British Prime Minister Boris Johnson makes a statement on his first day back at work in Downing Street, London, after recovering from a bout with the coronavirus that put him in intensive care, Monday, April 27, 2020. The highly contagious COVID-19 coronavirus has impacted on nations around the globe, many imposing self isolation and exercising social distancing when people move from their homes. (AP Photo/Frank Augstein)

Britain could be at risk of medicines shortages if a post-Brexit deal falls through because the corona­virus crisis has “used up entirely” emergency stockpiles, the Government has been warned.

The pharmaceutical industry privately told ministers that global supplies were so low it would be difficult to amass new stockpiles in time for the December 31 deadline for the UK quitting the EU’s trade bloc.

Fears that the UK could crash out without a deal were stoked on Friday when EU chief negotiator Michel Barnier attacked the Prime Minister for “backtracking” on past political agreements and said talks towards a deal had failed to make progress.

British officials claimed some progress had been made but No 10 was adamant that Mr Johnson would not postpone the final departure from the EU system of rules at the end of this year, making a no-deal departure possible.

Drug companies say stockpiles cannot feasibly be rebuilt in time, according to a private memo reported by the BBC.

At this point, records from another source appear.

PR #37, opened 2023-08-10
2D radial trajectory

SherineBrahma:
Hi,

I have written a preliminary code for a 2D radial trajectory for golden radial trajectory which I would not like to be merged right away.

If possible, I would like to have feedback on:

1. Whether it makes sense to use dataclass decorator to provide specific information.
2. In the [documentation](https://ismrmrd.readthedocs.io/en/latest/mrd_raw_data.html#encodingcounters), I found that trajectory information is optional and it is possible the trajectory coordinates may already be present. In that case, the same can be obtained by looping over the "**header.acq_info.trajectory_dimensions**" variable.
3. Feel free to roast my coding style and content.

### DIFF
--- a/src/mrpro/data/_KTrajectory.py
+++ b/src/mrpro/data/_KTrajectory.py
@@ -17,6 +17,7 @@ from __future__ import annotations
 import dataclasses
 from abc import ABC
 from abc import abstractmethod
+from dataclasses import dataclass
 
 import numpy as np
 import torch
@@ -67,3 +68,51 @@ class DummyTrajectory(KTrajectory):
         3, k2, k1, k0)
         """
         return torch.zeros(self._get_shape(header))
+
+
+@dataclass
+class RadialKTraj2D(KTrajectory):
+    """Returns 2D radial trajectory."""
+
+    golden_angle: bool = True
+    multi_slice: bool = False
+
+    def calc_traj(self, header: KHeader) -> torch.Tensor:
+        """Calculate the 2D radial trajectory for the given header."""
+
+        # # I found that the following in the header file can have some
+        # # potential use but the same information can be derived from
+        # # self._get_shape(header)
+        # spoke_counter = header.acq_info.idx.k1
+        # sample_counter = header.acq_info.number_of_samples
+
+        n_spokes, n_readout = self._get_shape(header)[-2], self._get_shape(header)[-1]
+
+        # length of each spoke;
+        spoke_length = n_readout
+
+        # golden angle radial increment
+        if self.golden_angle is True:
+            del_theta = np.deg2rad(180 / ((1 + np.sqrt(5)) / 2))
+
+        # create radial coordinates
+        ktheta = torch.arange(0, del_theta*n_spokes, del_theta)
+        kradius = torch.linspace(-np.pi, np.pi, spoke_length)  # format of trajectories kbNUFFT package expects to be
+
+        # construct transformation matrices
+        ktraj = torch.zeros(self._get_shape(header))
+        ktraj_init = torch.stack((kradius, torch.zeros(n_readout), torch.zeros(n_readout)))
+        for i in range(n_spokes):
+            theta = ktheta[i]
+            rot_mat = torch.tensor([[torch.cos(theta), -torch.sin(theta), 0],
+                                    [torch.sin(theta), torch.cos(theta), 0],
+                                    [0, 0, 1]])
+            ktraj[..., i, :] = torch.matmul(rot_mat, ktraj_init).unsqueeze(1).unsqueeze(0)
+
+        # skip if all optional trajectory information are missing else do something
+        if torch.all(header.acq_info.trajectory_dimensions == 0):
+            pass
+        else:
+            pass  # do something: replace the calculated trajectory information with the already present one
+
+        return ktraj
--- a/tests/data/test_ktraj.py
+++ b/tests/data/test_ktraj.py
@@ -1,0 +1,13 @@
+# from pathlib import Path
+
+from mrpro.data import KData
+from mrpro.data._KTrajectory import RadialKTraj2D
+
+
+def test_KTrajectory_calc(random_ismrmrd_file):
+    k = KData.from_file(random_ismrmrd_file, RadialKTraj2D(golden_angle=True))
+    assert k is not None
+
+# fpath = Path('/data/brahma01/Datasets/MRpro_data/meas_MID00020_FID02083_FLASH.mrd')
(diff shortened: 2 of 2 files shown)


src/mrpro/data/_KTrajectory.py
```diff
@@ -67,3 +68,51 @@ def calc_traj(self, header: KHeader) -> torch.Tensor:
...
+        # sample_counter = header.acq_info.number_of_samples
+
+        n_spokes, n_readout = self._get_shape(header)[-2], self._get_shape(header)[-1]
+
+        # length of each spoke;
+        spoke_length = n_readout
+
+        # golden angle radial increment
+        if self.golden_angle is True:
+            del_theta = np.deg2rad(180 / ((1 + np.sqrt(5)) / 2))
```
fzimmermann89, line 96: What if golden angle is False?

Maybe instead have the increment as a __init__ parameter and default to golden angle?

src/mrpro/data/_KTrajectory.py
```diff
@@ -67,3 +68,51 @@ def calc_traj(self, header: KHeader) -> torch.Tensor:
...
+    def calc_traj(self, header: KHeader) -> torch.Tensor:
+        """Calculate the 2D radial trajectory for the given header."""
+
+        # # I found that the following in the header file can have some
+        # # potential use but the same information can be derived from
+        # # self._get_shape(header)
+        # spoke_counter = header.acq_info.idx.k1
+        # sample_counter = header.acq_info.number_of_samples
+
+        n_spokes, n_readout = self._get_shape(header)[-2], self._get_shape(header)[-1]
```
fzimmermann89, line 89: We should check if the _get_shape logic works for different files.
We should especially make sure that pulseq sequences and sequences with over/undersampling/partial readout would work. 
When I implemented the _get_shape logic, I did not consider these and just selected some header information that looked reasonable.
This is something @schuenke  was volunteered to think about ;)

src/mrpro/data/_KTrajectory.py
```diff
@@ -67,3 +68,51 @@ def calc_traj(self, header: KHeader) -> torch.Tensor:
...
+            del_theta = np.deg2rad(180 / ((1 + np.sqrt(5)) / 2))
+
+        # create radial coordinates
+        ktheta = torch.arange(0, del_theta*n_spokes, del_theta)
+        kradius = torch.linspace(-np.pi, np.pi, spoke_length)  # format of trajectories kbNUFFT package expects to be
+
+        # construct transformation matrices
+        ktraj = torch.zeros(self._get_shape(header))
+        ktraj_init = torch.stack((kradius, torch.zeros(n_readout), torch.zeros(n_readout)))
+        for i in range(n_spokes):
```
fzimmermann89, line 105: can we vectorize this section?

src/mrpro/data/_KTrajectory.py
```diff
@@ -67,3 +68,51 @@ def calc_traj(self, header: KHeader) -> torch.Tensor:
...
+            theta = ktheta[i]
+            rot_mat = torch.tensor([[torch.cos(theta), -torch.sin(theta), 0],
+                                    [torch.sin(theta), torch.cos(theta), 0],
+                                    [0, 0, 1]])
+            ktraj[..., i, :] = torch.matmul(rot_mat, ktraj_init).unsqueeze(1).unsqueeze(0)
+
+        # skip if all optional trajectory information are missing else do something
+        if torch.all(header.acq_info.trajectory_dimensions == 0):
```
fzimmermann89, line 113: #38

src/mrpro/data/_KTrajectory.py
SherineBrahma: Yes, I can do that.

src/mrpro/data/_KTrajectory.py
SherineBrahma: Do you mean like getting rid of the loop?

I thought about it but decided against it as I felt that using the loop was more readable. I am not sure how much we need to optimize the code to be fast at this stage.

src/mrpro/data/_KTrajectory.py
```diff
@@ -67,3 +68,51 @@ def calc_traj(self, header: KHeader) -> torch.Tensor:
         3, k2, k1, k0)
         """
         return torch.zeros(self._get_shape(header))
+
+
+@dataclass
+class RadialKTraj2D(KTrajectory):
```
ckolbPTB, line 74: Thanks for making a start on this. 

I would suggest to call this function KTrajectoryRadial2D

src/mrpro/data/_KTrajectory.py
```diff
@@ -67,3 +68,51 @@ def calc_traj(self, header: KHeader) -> torch.Tensor:
...
+    """Returns 2D radial trajectory."""
+
+    golden_angle: bool = True
```
ckolbPTB, line 77: I would allow the user to set the `angle_increment` rather than using a Boolean. The `angle_increment` has to be exactly like it was calculated in the sequence code. Even tiny rounding errors can lead to large errors for large numbers of angles. 

This would also mean this function works for non-Golden-Angle trajectories. Otherwise we would have to rename it to KTrajectoryGoldenRadial2D.

src/mrpro/data/_KTrajectory.py
```diff
@@ -67,3 +68,51 @@ def calc_traj(self, header: KHeader) -> torch.Tensor:
...
+    multi_slice: bool = False
```
ckolbPTB, line 78: I don't think this is needed, because the trajectory is the same for all slices.

src/mrpro/data/_KTrajectory.py
ckolbPTB: I think it would be better to use the information from `AcqInfo` and `AcqIdx`. See also comment about ktheta and kradius below.

src/mrpro/data/_KTrajectory.py
ckolbPTB: `kradius` should be calculated using `AcqInfo.number_of_samples` and `AcqInfo.center_sample`. In your version you assume a full spoke is acquired but this does not have to be the case. It can also be partial Fourier or half-spoke-acquisitions. 

Similarly for `ktheta` (which I would call `kangle` to fit with `angle_increment`). Here we should use AcqIdx.k1. 

I also agree with Feliz, this should be vectorised. No need for a rotation matrix. kx = krad * cos(kangle) and ky = krad * sin(kangle).

fzimmermann89:
Sorry for closing this PR, not sure how this happend!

The internal industry memo, written in May by pharmaceutical industry groups, said that after the pandemic is over there will be “less or zero product available in the market to allow for stockpiling a broad range of products” compared with 2019, when the industry paid for six weeks’ worth of stockpiles.

It added: “Preparations for the end of the transition period must complement plans to secure the supply of coronavirus therapeutic and supportive products.”

A government spokesperson said “robust contingency plans are in place” for a no-deal exit but the UK was seeking a relationship “centred on free trade”. Britain left the EU on January 31 but remains subject to many rules for the rest of the year.